Sebagaimana kita ketahui adanya hubungan hukum antara pemegang polis dan perusahaan asuransi tersebut pada dasarnya bermula dari ditandatanganinya suatu perjanjian polis, sehingga dengan adanya kesepakatan tersebut timbul suatu hak dan kewajiban bagi para pihak untuk dipenuhi, sebagai contoh pemegang polis berkewajiban untuk membayar premi dan pemegang polis berhak untuk menerima manfaat dari Perusahaan asuransi.
Sama halnya dengan suatu kontrak, pelaksanaan perjanjian polis juga tunduk pada ketentuan syarat sahnya perjanjian dalam Pasal 1320 Kitab Undang-Undang Hukum Perdata (“KUH Perdata”) yaitu :
“Untuk sahnya suatu perjanjian diperlukan empat syarat :
1. Sepakat mereka yang mengikatkan dirinya;
2. Kecakapan untuk membuat suatu perikatan;
3. Suatu hal tertentu;
4. Suatu sebab yang halal.

Sehingga dalam hal terpenuhinya syarat sahnya perjanjian maka para pihak yang sepakat tersebut wajib tunduk dan menjalankan perjanjian yang disepakatinya, sebagaimana ketentuan pasal 1338 KUH Perdata yang berbunyi:
“Semua perjanjian yang dibuat secara sah berlaku sebagai undang-undang bagi mereka yang membuatnya.
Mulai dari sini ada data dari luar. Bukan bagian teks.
PR #1558, opened 2020-04-27
Implementation for df-other-vectors-type

BenLubar:
In C++. Still needs Lua and Ruby support.

See DFHack/df-structures#402.

### DIFF
--- a/library/LuaTypes.cpp
+++ b/library/LuaTypes.cpp
@@ -1422,6 +1422,28 @@ void struct_identity::build_metatable(lua_State *state)
     SetPtrMethods(state, base+1, base+2);
 }
 
+void other_vectors_identity::build_metatable(lua_State *state)
+{
+    int base = lua_gettop(state);
+    MakeFieldMetatable(state, this, meta_struct_index, meta_struct_newindex);
+
+    EnableMetaField(state, base+2, "_enum");
+
+    LookupInTable(state, index_enum, &DFHACK_TYPEID_TABLE_TOKEN);
+    lua_setfield(state, base+1, "_enum");
+
+    auto keys = &index_enum->getKeys()[-index_enum->getFirstItem()];
+
+    for (int64_t i = 0; i < index_enum->getLastItem(); i++)
+    {
+        lua_getfield(state, base+2, keys[i]);
+        lua_rawseti(state, base+2, int(i));
+    }
+
+    SetStructMethod(state, base+1, base+2, meta_struct_field_reference, "_field");
+    SetPtrMethods(state, base+1, base+2);
+}
+
 void global_identity::build_metatable(lua_State *state)
 {
     int base = lua_gettop(state);
--- a/library/include/BitArray.h
+++ b/library/include/BitArray.h
@@ -574,6 +574,8 @@ namespace DFHack
     {
         std::vector<I *> & operator[](O other_id)
         {
+            CHECK_INVALID_ARGUMENT(size_t(other_id) < sizeof(*this) / sizeof(std::vector<I *>));
+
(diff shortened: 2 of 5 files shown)


BenLubar:
This PR is ready for review. The structures PR isn't ready yet, and these changes won't make anything visibly change without the structures changes.

library/LuaTypes.cpp
```diff
@@ -1422,6 +1422,28 @@ void struct_identity::build_metatable(lua_State *state)
...
+{
+    int base = lua_gettop(state);
+    MakeFieldMetatable(state, this, meta_struct_index, meta_struct_newindex);
+
+    EnableMetaField(state, base+2, "_enum");
+
+    LookupInTable(state, index_enum, &DFHACK_TYPEID_TABLE_TOKEN);
+    lua_setfield(state, base+1, "_enum");
+
+    auto keys = &index_enum->getKeys()[-index_enum->getFirstItem()];
```
lethosor, line 1435: I'm not sure I follow the logic here - why is this negated? Wouldn't this end up being `1` for types with `NONE = -1`?

library/LuaTypes.cpp
```diff
@@ -1422,6 +1422,28 @@ void struct_identity::build_metatable(lua_State *state)
...
+
+    for (int64_t i = 0; i < index_enum->getLastItem(); i++)
```
lethosor, line 1437: This is probably fine since the only enums we care about have meaningful values starting at 0, but it may be worth specifying this in the XML (or generated metadata) somehow rather than hardcoding 0.

library/LuaTypes.cpp
lethosor: Ok, I think I see why - getKeys() starts with the first enum item (-1) at index 0, but you want keys starting at the second enum item (to skip NONE), which is index 1 in the array.
I guess this actually does work for enums starting at any non-positive value, although I think it could stand to be clarified a bit.

library/LuaTypes.cpp
lethosor: Following up on my other comment thread: if this were e.g. `first_useful_value = 0`, you could use `first_useful_value - index_enum->getFirstItem()` as the array index and `i = first_useful_value` in the loop initializer. I would be fine with hardcoding that in this function for now, assuming adding that to the XML is complicated.

library/LuaTypes.cpp
BenLubar: yeah, we're taking the address of key 0

it assumes that the enum isn't a complex enum, so that should probably at least have an assert

library/LuaTypes.cpp
BenLubar: we don't need to know what the first useful value is because we know that the first field in this structure is `enum[0]`

lethosor: Oh, you're right, that's how index-enum works

lethosor:
I'm getting a SIGABRT in `StockpileMonitor::doCycle()` (presumably from the stockpiles plugin) when loading a fortress. Doesn't happen on develop, so I'm guessing something is breaking compatibility here.
(I can investigate if you're unable to reproduce on your end)

lethosor:
That crash is still happening in a fresh world, by the way (now that I'm looking at it again, looks like this update was just a rebase, not a change, so that would make sense)

lethosor:
@BenLubar were you unable to reproduce the crash?

BenLubar:
@lethosor I didn't see the comment about the crash - I'll try to reproduce

BenLubar:
Fixed in f20446534bb7f39425e102bd70daec46e328004f

lethosor:
Thanks! I probably should have submitted an actual review, I guess.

Suatu perjanjian tidak dapat ditarik kembali selain dengan sepakat kedua belah pihak, atau karena alasan-alasan yang oleh undang-undang dinyatakan cukup untuk itu”

Dari penjelasan di atas dapat kita ketahui bahwa akibat hukum dari suatu perjanjian dapat dikatakan masih berlaku apabila para pihak yang mengikatkan diri masih menyepakatinya. Masuk pada poin pembahasan, apabila suatu Perusahaan asuransi mengajukan proposal penawaran restrukturisasi kepada pemegang polis pada dasarnya hal tersebut bertujuan untuk memberitahukan bahwa cash flow perusahaan asuransi tersebut sedang dalam keadaan tidak baik, oleh karena itu Perusahaan asuransi membutuhkan keringanan untuk melunasi seluruh kewajibannya.

Mengingat kondisi gagal bayar perusahaan asuransi semakin marak terjadi, maka tak jarang timbul pertanyaan dari publik tentang kewajiban pemegang polis untuk menyetujui restrukturisasi yang dilakukan perusahaan asuransi. Menjawab hal tersebut dapat kita ingat kembali hakikat dari adanya suatu perjanjian, dan oleh karena proposal penawaran restrukturisasi berbeda dengan perjanjian polis yang disepakati di awal, maka dapat disimpulkan bahwa proposal penawaran restrukturisasi tersebut adalah perjanjian baru yang akan berlaku jika disepakati oleh para pihak (Pasal 1320 Jo. Pasal 1338 KUH Perdata), dan bukan merupakan suatu kewajiban bagi pemegang polis untuk menyetujiinya sehingga jika restrukturisasi tersebut hendak dilaksanakan, maka hal demikian harus disepakati lagi oleh para pemegang polis dan perusahaan asuransi sebagai sebuah perjanjian baru.